# Innokin Coolfire



## Derick (15/10/13)

Looks like a grenade with a vape pipe attached 
​

Reactions: Like 1


----------



## Stroodlepuff (15/10/13)

soooo sic!


----------



## Derick (15/10/13)

Imagine trying to sneak that thing past airport security


----------



## Stroodlepuff (15/10/13)

no mr airport security man I promise its not a bomb


----------



## Gizmo (15/10/13)

Wow soo soo awesome


----------



## Derick (15/10/13)

I have rather big hands and all I'm thinking is how nice that fat body would fit in my palm


----------



## Stroodlepuff (15/10/13)

yeah Iwouldnt use it cuz I have tiny girl hands but I want it just to display


----------



## CraftyZA (15/10/13)

Yes please!!! I can see that replacing my svd!!


----------



## Derick (15/10/13)

Think this is the SVD 2 ?


----------



## Derick (15/10/13)

The coolfire in army green

​


----------



## CraftyZA (15/10/13)

Derick said:


> The coolfire in army green
> 
> View attachment 43​


Ok so the image is not opening on my side but i think this is my next vw. Army green can be made into camo  a camo grenade mod.
Maybe when the time is right for this mod to be released, innokin will realize the market in SA needs multiple suppliers.


----------



## Derick (15/10/13)

Yeah, we tried to talk them out of the whole 'sole supplier' deal, but they said that it is standard operating procedure for them to give sole distributorship per country.

All I can think of is for us all to just buy Innokin from Fasttech so that the local supplier starts losing customers and drops his prices.


----------



## Stroodlepuff (15/10/13)

SVD 2 is also pretty


----------



## CraftyZA (15/10/13)

Stroodlepuff said:


> SVD 2 is also pretty


slightly over svd. i want this grenade!!
lets see what time presents...

Reactions: Like 1


----------



## CraftyZA (16/10/13)

I just read, THat was not the SVD 2. That is infact a new device part of the coolfire line. It does not come with vv, or vw. it's a straight up plain battery holder. Almost like mechanical, but it has some protection at least.


----------



## Rob Fisher (5/3/14)

Does anyone sell these Cool Fire II's here in SA?


----------



## Hein510 (5/3/14)

I would just love to get me that stand for my SVD!


----------



## andro (6/3/14)

Love the look of the army one


----------



## BhavZ (6/3/14)

Hein510 said:


> I would just love to get me that stand for my SVD!



That stand looks solar powered. That would be awesome.

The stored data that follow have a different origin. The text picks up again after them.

PR #245, opened 2022-12-12
Stop emitting unneeded Given events

CodeSandwich:
Closes https://github.com/radicle-dev/drips-contracts/issues/243

### DIFF
--- a/src/Splits.sol
+++ b/src/Splits.sol
@@ -94,6 +94,10 @@ abstract contract Splits {
         _splitsStorageSlot = splitsStorageSlot;
     }
 
+    function _addSplittable(uint256 userId, uint256 assetId, uint128 amt) internal {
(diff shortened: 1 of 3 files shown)


src/Splits.sol
```diff
@@ -94,6 +94,10 @@ abstract contract Splits {
         _splitsStorageSlot = splitsStorageSlot;
     }
 
+    function _addSplittable(uint256 userId, uint256 assetId, uint128 amt) internal {
```
xmxanuel, line 97:
```suggestion
    function _addSplittable(uint256 receiver, uint256 assetId, uint128 amt) internal {
```
Maybe `receiver`?

xmxanuel (approved):
looks good

src/Splits.sol
xmxanuel: Okay. If we use a consistent pattern, I am fine.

Wonder if any mods will come out with a magnetic charge cable like that of the Pebble Smart Watch or the new Mac books


----------



## Derick (6/3/14)

BhavZ said:


> That stand looks solar powered. That would be awesome.
> 
> Wonder if any mods will come out with a magnetic charge cable like that of the Pebble Smart Watch or the new Mac books


Do you mean induction charging?


----------



## BhavZ (6/3/14)

Derick said:


> Do you mean induction charging?



Exactly, but in some cases the cable is magnetic if I am not mistaken to keep the cable attached to the device. Prevents the whole "kick your device around the room" syndrome, and one can grab and go.

Even wireless charging mats (like the Samsung GS4 has) would be awesome.


----------



## Silver (6/3/14)

@Derick, who is the local distributor/reseller of Innokin?
You said they go for a sole distributorship per country.

Reactions: Like 1


----------



## Derick (6/3/14)

Silver said:


> @Derick, who is the local distributor/reseller of Innokin?
> You said they go for a sole distributorship per country.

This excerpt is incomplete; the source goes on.